Иногда шагали резво, потому что песни были бодрые: «Эх, хорошо в стране советской жить», «Есть на севере хороший городок», «Клен кудрявый». Иногда шагали помедленнее: «Хороша страна Болгария», «В далекий край товарищ улетает», «С берез неслышен, невесом спадает желтый лист». Порой шаг делался еще тише: «Жил в Ростове Витя Черевичкин», «Там вдали за рекой», «Таня, Таня»…
Случалось, что мальчишки лихой атакой (если не видела дежурная учительница) разрубали девичий круг и внутри его устраивали свой хоровод, поменьше. Он двигался в другую сторону, но пели вместе с девочками. И очень слаженно. А почему бы и не петь мальчишкам? Среди песен были очень боевые: «Мы не дрогнем в бою за столицу свою», «Артиллеристы, Сталин дал приказ», «Кони сытые бьют копытами»…
Песен знали множество и пели каждый день на каждой перемене. Все, кто хотел. И никого не надо было загонять в школьный хор, грозя двойками, как это стали делать потом – когда Севка вырос и у него появились свои дети…
Севка тоже часто пел в мальчишечьем хороводе. Не только потому, что любил песни. Еще и потому, что когда двигался в кругу, то и дело встречал Инну. И мог смотреть на нее совсем вблизи. И Севка смотрел. Душа его при этом сладко замирала. Но лицо он делал равнодушное и не сбивал ни шаг, ни песню…

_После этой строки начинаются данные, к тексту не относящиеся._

PR #70, opened 2019-03-12
KNOX-1817 - Fix XSS issues with Alias API

moresandeep:
The Alias API was passing user input back in some cases as response without encoding, this was when an error was thrown or when a response message saying 'alias' for a 'topology' was created. This opens up the API for XSS attacks. The PR:

1. Adds encoding to the data that is going out as response. 
2. Decodes the user inputs - since the api uses application/x-www-form-urlencoded

## How was this patch tested?
The patch was tested manually e.g.

`curl -iku admin:admin-password -H "Content-Type: application/json"  -d "value=mysecret" -X PUT  'https://localhost:8443/gateway/admin/api/v1/aliases/sandbox/somelongreallylongalias<>'
HTTP/1.1 201 Created
Date: Tue, 12 Mar 2019 19:54:00 GMT
Set-Cookie: KNOXSESSIONID=node0tb9bz05vhh6k1xpp0ti2p0vqh2.node0;Path=/gateway/admin;Secure;HttpOnly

В этот раз петь Севка не стал. Он прислонился к стене рядом с фанерной рамкой газеты «За учебу» (здесь еще недавно висели Севкины стихи, на которые, судя по всему, Инна Кузнецова не обратила внимания). Инна уже прошла мимо Севки в хороводе, но посмотреть на нее и помечтать ему не дали. Рядом появился Тощеев:
– Пуся, это ты пульнул в меня на уроке?
В Севке шевельнулся боязливый червячок. С Тощеевым связываться – ой-ёй-ёй. Но всё же он отозвался достойно:
– Сам ты «Пуся».
– Ну ладно, – примирительно сказал Серега. – Я же тебя, Гущик, по делу спрашиваю. Правда ты?

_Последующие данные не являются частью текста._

PR #74, opened 2019-03-15
KNOX-1111 - 2-way SSL Truststore and Keystore Improvements

rlevas:

Most of the improvements needed for [KNOX-1111](https://issues.apache.org/jira/browse/KNOX-1111) have been completed using various Jiras.  However, the ability to set a custom trust store when two-way SSL was not enabled for a service was not implemented.  This patch implements that feature.  

## How was this patch tested?

Added and ran unit test:
```
...
[INFO] BUILD SUCCESS
[INFO] Total time: 15:59 min (Wall Clock)
[INFO] Finished at: 2019-03-14T20:56:51-04:00
[INFO] Final Memory: 292M/1907M
```
Manually tested various scenarios:
- two-way SSL **with no** trust store configured, used the configured identity keystore instead
- two-way SSL **with** a trust store configured, used the configured trust store
- one-way SSL **with no** trust store configured, no custom SSL context was created (assume cacerts was used)
- one-way SSL **with** a trust store configured, used the configured trust store


gateway-spi/src/main/java/org/apache/knox/gateway/dispatch/DefaultHttpClientFactory.java
```diff
@@ -76,28 +77,14 @@ public HttpClient createHttpClient(FilterConfig filterConfig) {
...
-            .loadTrustMaterial(trustKeystore, new TrustSelfSignedStrategy())
-            .loadKeyMaterial(identityKeystore, identityKeyPassphrase)
-            .build();
-      } catch (Exception e) {
-        throw new IllegalArgumentException("Unable to create SSLContext", e);
-      }
-      builder.setSSLSocketFactory(new SSLConnectionSocketFactory(sslcontext));
+    // Conditionally set a custom SSLContext
+    boolean useTwoWaySsl = Boolean.parseBoolean(filterConfig.getInitParameter("useTwoWaySsl"));
+    SSLContext sslContext = createSSLContext(services, useTwoWaySsl);
```
risdenk: So to be more "future proof", can we send in the filterConfig and move the boolean into the createSSLContext? This way we can use other filterconfig items later if needed to configure the SSLContext

rlevas: Sure... I can do that.  

But if we need to make changes to `createSSLContext` in the future, changing the args to passing the filterConfig could be done then.  `createSSLContext` is basically a private method, so changing its signature later should be a minor task.  If `createSSLContext` was part of an interface (or just public) that may be another story.

risdenk:
Tests passed locally. Waiting on Travis to merge.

Имело смысл отпереться. Свидетелей не было. Но желание похвастаться оказалось крепче страха.
– Ага, – небрежно кивнул Севка. – С первого раза. Прицелился и – чпок… А чё такого? Больно, что ли?
– Да не больно… Тоже пострелять охота, а картохи нету. Дашь?
– Айда, – сказал Севка. Серегино миролюбие заслуживало награды.
Они пробились в класс мимо негодующих дежурных Гальки Рашидовой и Мишки Кальмана. Севка достал для Тощеева картофелину с дыркой (целую приберег для себя). Серега был рад и такой:
– Во, законная картошечка! Популяем на арифметике. Всё равно я ни фига не понимаю, как решать. Гета как заорет, у меня всё из головы выскакивает.
– А почему Гета? – испуганно спросил Севка. – Сегодня же Елена Дмитриевна…
– Ленушка в больницу идет, не слышал, что ли?
Севка расстроенно покачал головой: ничего он не слышал.
С Гетой Ивановной на уроке не порезвишься. Это лишь Тощеев такой бесстрашный… Серега сказал:
– После звонка все про это говорили… Ты бы меньше таращился кое на кого, а больше бы слушал…
– На кого… таращился? – в тихой панике спросил Севка, и уши у него стали горячими. – Ни на кого я… Дурак ты…
– Да ладно, – усмехнулся Тощеев. – Я не понимаю, что ли? – И отошел.
Севка плюхнулся на скамейку, охватил колючий затылок ладонями и сидел, пока не вошла в класс Гета Ивановна.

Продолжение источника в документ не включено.